[Recorded data]
PR #1647, opened 2021-10-21
RD-3241 Added support for displaying built-in page groups

kubama:
## Description

Added support for displaying built-in page groups. Additionally:
- pages list was extended to show number of groups in which each page is used
- usage number indicator was enhanced - it's now blue only when usage count is greater than 0, it stays gray otherwise
- labels indicating where a given resource is used were changed to be clearer what they mean ('Templates' -> 'Used in templates')

## Screenshots / Videos
image
image

## Checklist

## Tests
Added test cases to cover newly added functionality.
All system tests: https://jenkins.cloudify.co/view/UI/job/Stage-UI-System-Test/1400/
Failed test rerun after the fix: https://jenkins.cloudify.co/view/UI/job/Stage-UI-System-Test/1401/

 

## Documentation
Will be covered in separate ticket.


qooban:
Will review tomorrow. Looks promising (from the screenshot).

So the only missing part for the whole story to be finished is creating new page group from Template Management, right?

PR #1663, opened 2021-11-11
RD-3330 Fix negative number in an input

leon-good-life:
## Description
A link to the ticket in Jira: https://cloudifysource.atlassian.net/browse/RD-3330

### Bug description
**The bug is:** Cannot add negative numbers.
**Steps to reproduce:** type "--", then remove it, then type a number, remove it, then try to type a negative number. 
**Expected result:** negative number is in the input.
 **Actual result:** sometimes empty input and sometimes a number without the minus sign.

### Solution description
I added a code that checks that the input value is not NaN. 

## Screenshots / Videos
In the following video I show "before fix" and "after fix". In "before fix" when I type "-" after numbers it deletes everything.  And negative numbers cannot be added. But, after the fix, "-" can be added without problems.

https://user-images.githubusercontent.com/17104212/141311538-780bf5ad-d213-4016-b467-6f7b14751a13.mov

## Checklist

## Tests
System tests:
https://jenkins.cloudify.co/blue/organizations/jenkins/Stage-UI-System-Test/detail/Stage-UI-System-Test/1481/pipeline

 

## Documentation
N/A

### DIFF
--- a/widgets/common/src/InputsUtils.tsx
+++ b/widgets/common/src/InputsUtils.tsx
@@ -366,6 +366,16 @@ class InputsUtils {
         }
     }
 
+    static evaluateValue(input, inputsState, dataType) {
+        if (input.type === 'integer' && Number.isNaN(inputsState[input.name])) {
+            return '';
+        }
+        if (_.isUndefined(inputsState[input.name])) {
+            return InputsUtils.getInputFieldInitialValue(input.default, input.type, dataType);
+        }
+        return inputsState[input.name];
+    }
+
     static getInputFields(inputs, onChange, inputsState, errorsState, dataTypes) {
         return _(inputs)
             .map((input, name) => ({ name, ...input }))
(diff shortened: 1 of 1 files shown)


widgets/common/src/InputsUtils.tsx
```diff
@@ -366,16 +366,24 @@ class InputsUtils {
         }
     }
 
+    static evaluateValue(input, inputsState, dataType) {
+        if (input.type === 'integer' && Number.isNaN(inputsState[input.name])) {
```
qooban, line 370: Shouldn't we also take care about floating numbers?
```suggestion
        if ((input.type === 'integer' || input.type === 'float') && Number.isNaN(inputsState[input.name])) {
```

Ref.: See possible input types in https://docs.cloudify.co/latest/developer/blueprints/spec-inputs/ - Schema -> Type

widgets/common/src/InputsUtils.tsx
```diff
@@ -366,16 +366,24 @@ class InputsUtils {
         }
     }
 
+    static evaluateValue(input, inputsState, dataType) {
```
qooban, line 369: Optional:

I'm wondering if the function name is accurate. Maybe `normalizeValue` would be more clear in that case?

qooban (commented):
Tested in the UI, seems working fine. Added some comments.

BTW If the fix is in cloudify-stage and not in cloudify-ui-components, then when you'll be working on https://cloudifysource.atlassian.net/browse/RD-3496
you should revert https://github.com/cloudify-cosmo/cloudify-ui-components/pull/95 .

qooban (approved):

PR #1664, opened 2021-11-15
RD-3192 Added support for sidebar collapsing

kubama:
## Description
Added support for sidebar collapsing

## Screenshots / Videos

CPT2111151339-410x318

## Checklist

## Tests
TODO - I'll provide necessary changes to existing tests

 

## Documentation
Will be covered in separate ticket.


app/components/templateManagement/pages/PageManagement.tsx
```diff
@@ -225,7 +225,8 @@ export default function PageManagement({ pageId, isEditMode = false }: PageManag
                 </Sidebar>
             </div>
 
-            <div className="page">
+            {/* Set the margin to default sidebar width (defined by Semantic UI) */}
+            <div className="page" style={{ marginLeft: '13rem' }}>
```
qooban, line 229: Maybe use `expandedSidebarWidth` here? The comment would be not necessary then.

test/cypress/support/commands.ts
```diff
@@ -328,7 +328,9 @@ const commands = {
             .editWidgetConfiguration(widgetId, noop),
     refreshPage: (disableGettingStarted = true) => {
         mockGettingStarted(!disableGettingStarted);
-        return cy.get('.pageMenuItem.active').click({ force: true });
+        cy.get('.pageMenuItem.active').click({ force: true });
+        // Collapse the sidebar
+        return cy.get('.headerBar').click();
```
qooban, line 333: We will have to change that soon as top bar (`headerBar`) will be removed. Maybe we can find better method at once? Maybe `.breadcrumb`?

app/components/sidebar/TenantSelection.tsx
```diff
@@ -53,7 +53,7 @@ const TenantSelection: FunctionComponent = () => {
 
     return (
         <Dropdown trigger={tenantMenuTrigger} onClose={clearSearch} pointing="left" icon={null} fluid>
-            <Dropdown.Menu>
+            <Dropdown.Menu style={{ margin: 0 }}>
```
qooban, line 56: Why do we need this?
(IMHO the space between sidebar and popup make sense)

qooban (commented):
Looks good 👍🏻  Added some small comments. 

Tested UI and have one question: Will it be possible to hide dropdown arrow (in group menu items) when sidebar is expanding? Maybe by manipulating opacity during animation it would be possible? 
(not critical at all, may also be considered when doing Sidebar styling - RD-3482)

Great that you managed to do some migrations to TS and move one file from containers to components 👍🏻

app/components/sidebar/TenantSelection.tsx
kubama: The space was causing `mouseLeave` and then `mouseEnter` events to be triggered when moving mouse pointer from the sidebar to the popup causing the sidebar to shake. So this is a workaround to the issue.

app/components/templateManagement/pages/PageManagement.tsx
kubama: Done

kubama:
>    * when sidebar gets expanded again - maybe selected group should be also expanded?

This is a good point and IMHO it would be a desired behaviour. But if so, then why collapse the group at all?

test/cypress/support/commands.ts
kubama: Ok, changed.

app/components/sidebar/TenantSelection.tsx
qooban: I see. In that case, let's leave that workaround.

qooban:
> > * when sidebar gets expanded again - maybe selected group should be also expanded?
> 
> This is a good point and IMHO it would be a desired behavior. But if so, then why collapse the group at all?
@kubama If it's simple to make icons from a group visible when sidebar is collapsed, then let's try without group collapsing and see how it looks (you can share video/screenshot). I was expecting it might be challenging as those icons are indented. 
There are no mockups for such case, so maybe you can also ask Ilan and Alona about preferred approach?

kubama:
> let's try without group collapsing and see how it looks (you can share video/screenshot)

CPT2111161051-474x388
WDYT @qooban ?

kubama:
> Will it be possible to hide dropdown arrow (in group menu items) when sidebar is expanding? Maybe by manipulating opacity during animation it would be possible?

This is done

qooban:
> > let's try without group collapsing and see how it looks (you can share video/screenshot)
> 
> CPT2111161051-474x388 WDYT @qooban ?

Looks very good 👍🏻  I like it. I think we can keep it. 
With that solution the icon will be highlighted when page item from a group is selected, right?

kubama:
> With that solution the icon will be highlighted when page item from a group is selected, right?

Yes

test/cypress/support/commands.ts
```diff
@@ -209,13 +209,17 @@ const commands = {
...
         if (id) {
             cy.location('pathname').should('be.equal', `/console/page/${id}`);
         }
         return cy.waitUntilPageLoaded();
     },
-    visitTestPage: () => cy.clickPageMenuItem(testPageName),
+    visitTestPage: () => {
+        cy.clickPageMenuItem(testPageName);
+        // Collapse the sidebar
+        cy.get('.breadcrumb').click();
```
qooban, line 221: 1. As there are two uses already - probably we can extract it to a function?
2. As we started returning values in custom Cypress commands, I think it'd be better to return it the same way as  you did in `refreshPage`.

qooban (commented):
Thank you for applying UI changes 👍🏻 

Just one comment related to Cypress tests.

test/cypress/support/commands.ts
kubama: Done

qooban (approved):
Perfect. LGTM 👍🏻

ACTIVITY: Up to and including the line with "--- a/widgets/common/src/InputsUtils.tsx", repeat the entries exactly, beginning at their first line.

ANSWER FOR THE TASK:
PR #1647, opened 2021-10-21
RD-3241 Added support for displaying built-in page groups

kubama:
## Description

Added support for displaying built-in page groups. Additionally:
- pages list was extended to show number of groups in which each page is used
- usage number indicator was enhanced - it's now blue only when usage count is greater than 0, it stays gray otherwise
- labels indicating where a given resource is used were changed to be clearer what they mean ('Templates' -> 'Used in templates')

## Screenshots / Videos
image
image

## Checklist

## Tests
Added test cases to cover newly added functionality.
All system tests: https://jenkins.cloudify.co/view/UI/job/Stage-UI-System-Test/1400/
Failed test rerun after the fix: https://jenkins.cloudify.co/view/UI/job/Stage-UI-System-Test/1401/

 

## Documentation
Will be covered in separate ticket.


qooban:
Will review tomorrow. Looks promising (from the screenshot).

So the only missing part for the whole story to be finished is creating new page group from Template Management, right?

PR #1663, opened 2021-11-11
RD-3330 Fix negative number in an input

leon-good-life:
## Description
A link to the ticket in Jira: https://cloudifysource.atlassian.net/browse/RD-3330

### Bug description
**The bug is:** Cannot add negative numbers.
**Steps to reproduce:** type "--", then remove it, then type a number, remove it, then try to type a negative number. 
**Expected result:** negative number is in the input.
 **Actual result:** sometimes empty input and sometimes a number without the minus sign.

### Solution description
I added a code that checks that the input value is not NaN. 

## Screenshots / Videos
In the following video I show "before fix" and "after fix". In "before fix" when I type "-" after numbers it deletes everything.  And negative numbers cannot be added. But, after the fix, "-" can be added without problems.

https://user-images.githubusercontent.com/17104212/141311538-780bf5ad-d213-4016-b467-6f7b14751a13.mov

## Checklist

## Tests
System tests:
https://jenkins.cloudify.co/blue/organizations/jenkins/Stage-UI-System-Test/detail/Stage-UI-System-Test/1481/pipeline

 

## Documentation
N/A

### DIFF
--- a/widgets/common/src/InputsUtils.tsx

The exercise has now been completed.